START DATA RECORDS
Issue #1602, opened 2026-07-08
Consolidate benchmarking into one fio-based competitor harness (dfsbench)


marmos91:
## Goal

Collapse the three overlapping benchmark harnesses (plus a byte-for-byte duplicated infra tree) into **one** pure-Go, fio-based, single-disposable-SCW-VM competitor comparison harness — `dfsbench`. Standardize on fio across every system so results are comparable, and measure DittoFS against real competitors and pure-FS controls.

Full plan: `.planning/2026-07-08-bench-harness-consolidation.md`.

## The mess today

- **Harness A** (mounted-FS competitor): `pkg/bench/` runs its own Go re-implementation of fio (never calls fio), no s3fs, rclone uses `serve nfs` not `mount`, no crash-resume.
- **Harness B** (in-process blockstore orchestrator): `bench/orchestrator/` + `bench/remote/` — obviated by `go test -bench ./pkg/...`.
- **Harness C** (in-process engine parity): `bench/parity/` — dittofs-vs-rclone, no mount.
- Repo-root `infra/` byte-duplicates `bench/infra/`; competitor lists drifted between `run-all.sh` and `bench/infra/systems.go`.

## Target

- **`dfsbench`** (pure Go, `cmd/bench`): Backend × Protocol matrix — dittofs-s3, juicefs, s3ql, rclone-mount (FUSE), s3fs, plus local-disk controls (kernel-nfs, ganesha, samba) — each over **nfs3 / nfs4.1 / smb3** (FUSE backends re-exported via knfsd/Samba; capability map native/re-export/N/A).
- **fio** is the single load generator (behind a `LoadGen` interface; elbencho as future swap-in). **MinIO warp** for the raw-S3 ceiling; fio for the local-disk ceiling.
- Single disposable SCW VM (scw CLI); lifecycle `setup` / `run` / `baseline` / `report` / `teardown`; `--resume` (per-cell result JSON); selective `--systems/--protocols/--workloads/--sizes`; YAML `--config`.
- Uniform **server↔S3 byte metering** at the OS network layer (works for every tool).
- Genuine **cold-from-S3** via per-tool cache eviction (`--evict-cache`).
- `bench/` becomes **fio-only**: component microbenchmarks are audited and relocated into their home packages (`pkg/block/...`, `pkg/metadata`) as `Benchmark*` funcs.

## Hypothesis under test

[...]

PR #1606, opened 2026-07-08
feat(bench): backend×protocol matrix + SCW remote runner (#1602 PR3+PR4)

marmos91:
Part of #1602 (benchmark harness consolidation). Combines PR3 (competitors × protocols) and PR4 (single-disposable-VM remote runner) — packaged together because neither is useful without the other, and both were validated in the same live run.

## What this adds

**PR3 — Backend × Protocol matrix.** Every backend is measured across `nfs3` / `nfs4` / `smb3` through one shared re-export layer:
- `dittofs-s3` — the native subject (userspace NFS/SMB, no FUSE)
- `local-disk` — plain-dir control (the protocol-overhead ceiling)
- `rclone` / `s3fs` / `juicefs` / `s3ql` — FUSE competitors, re-exported over knfsd (NFS) or Samba (SMB) and mounted back over loopback

Adding a competitor is one registry entry + Setup/Evict recipes (`newSrcBackend`); the re-export layer gives it all three protocols for free. The managed run drives one backend at a time (Setup → Mount → warm fio → Evict + drop OS cache → cold-read fio → Unmount → Teardown) and **keeps going past a failed backend**, logging FAIL and moving on.

**PR4 — Remote runner.** `run --remote` provisions a disposable SCW VM, cross-builds + pushes `dfs`/`dfsctl`/`dfsbench` (all CGO-free), installs prereqs, launches the run **detached** (survives ssh drops via a DONE sentinel + poll), pulls results, and tears the VM down. State persists in `.bench-vm.json` so teardown always works.

## Live validation (real Scaleway S3)

Ran the full 4-backend × 3-protocol matrix end to end. 22/24 cells landed; the harness surfaced (and this PR fixes) three recipe bugs and correctly logged two competitor×protocol limitations as FAIL without wedging the run.

Signal already visible — **seq-write over NFS** separates the field exactly as the FUSE-tax thesis predicts:

| backend | nfs3 write MB/s | why |
| --- | --- | --- |
| local-disk (control) | ~470 | protocol ceiling |
| rclone | ~2050 | buffers locally (vfs-cache-mode=writes) |
| juicefs | ~8 | synchronous to S3 |
| s3fs | ~3 | synchronous to S3 |

(`dittofs-s3` native is wired but not yet in this run — it needs a config/bootstrap step on a bare VM; tracked as follow-up.)

## Fixes found by running it

- **Stale FUSE mounts** from an aborted run blocked rclone/s3fs remount ("directory already mounted") → `cleanMount` force-unmounts before every mount (also hardens teardown)
- **Daemonized-mount race** — rclone `--daemon` / juicefs `-d` return before serving, so the re-export saw an empty mount (the juicefs-nfs3 failure) → `waitMounted` polls `mountpoint -q` before re-exporting
- **Dropped `allow_other`** — Samba runs `force user = root` and nfsd is kernel, so it was never needed; sheds the `/etc/fuse.conf` dependency
- **Stale-cell masquerade** — a failed backend re-pulled a prior run's cells → the remote results dir is now wiped each run
- Core prereqs (fio, nfs/samba) must-succeed; competitor tools best-effort so one missing apt package (s3ql on noble) doesn't abort the rest

## Known follow-ups (not blockers)

- `dittofs-s3` native run needs the dfs config + dfsctl bootstrap baked into VM setup
- `rclone-nfs3` read and `s3fs-smb3` write hit `fio exit 4` — genuine competitor×protocol quirks (async-cache visibility over `actimeo=0`; s3fs sync-write over cifs), correctly logged as FAIL
- `s3ql` absent from Ubuntu noble repos — needs pip install or drop

Gates: gofmt clean, `go vet` clean, golangci-lint clean, 23 unit tests pass.


marmos91:
Pushed three follow-up commits:

**Restructure** — split the flat `cmd/bench` (`package main`) into small cohesive packages under `internal/dfsbench/` (`exec`, `config`, `fio`, `report`, `backend`, `cloud`, `run`), each owning its cobra command; `cmd/bench/main.go` just wires them. Every file is now ≤211 lines, acyclic DAG, behavior unchanged.

**Provider seam** — the VM runner no longer hard-assumes SCW: a `cloud.Provider` interface (`Provision`/`Terminate`) with `scwProvider` as the sole implementation today, selected via `--provider` (default `scw`). Adding another cloud is a new impl + one switch case; the remote-run mechanics were already provider-agnostic. VM arch is now detected over ssh (`uname -m`) and cross-built for, instead of hardcoding amd64.

**Copilot review** — addressed:
- `scwJSON` now captures stderr in the error
- `fusermount3` fallback in `cleanMount` for fuse3-only distros
- `run --remote` forwards the fully-merged config (engine/fio_bin/…), not just bucket/endpoint
- shell-quote forwarded `--systems`/`--workloads`/`--sizes`
- reject `--remote` with `--smoke`/`--local`/`--target`
- re-export `srcDir` 0755 not 0777
- refreshed the stale run help text
- `.bench-vm.json` + committed run logs untracked and gitignored

One **false positive**: the `loadVM` "returns zero-value VM" comment — Go evaluates the `Unmarshal` call before reading `vm` for the result, so `return vm, json.Unmarshal(data, &vm)` returns the populated struct (verified empirically; the round-trip test passes). Rewrote it to the explicit form anyway so it doesn't trip future readers.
END DATA RECORDS
◆ **WHAT THE TASK REQUIRES**: Of the lines above, copy each that contains "cells".

◆ **REPLY TO THE EXERCISE**:
Ran the full 4-backend × 3-protocol matrix end to end. 22/24 cells landed; the harness surfaced (and this PR fixes) three recipe bugs and correctly logged two competitor×protocol limitations as FAIL without wedging the run.
- **Stale-cell masquerade** — a failed backend re-pulled a prior run's cells → the remote results dir is now wiped each run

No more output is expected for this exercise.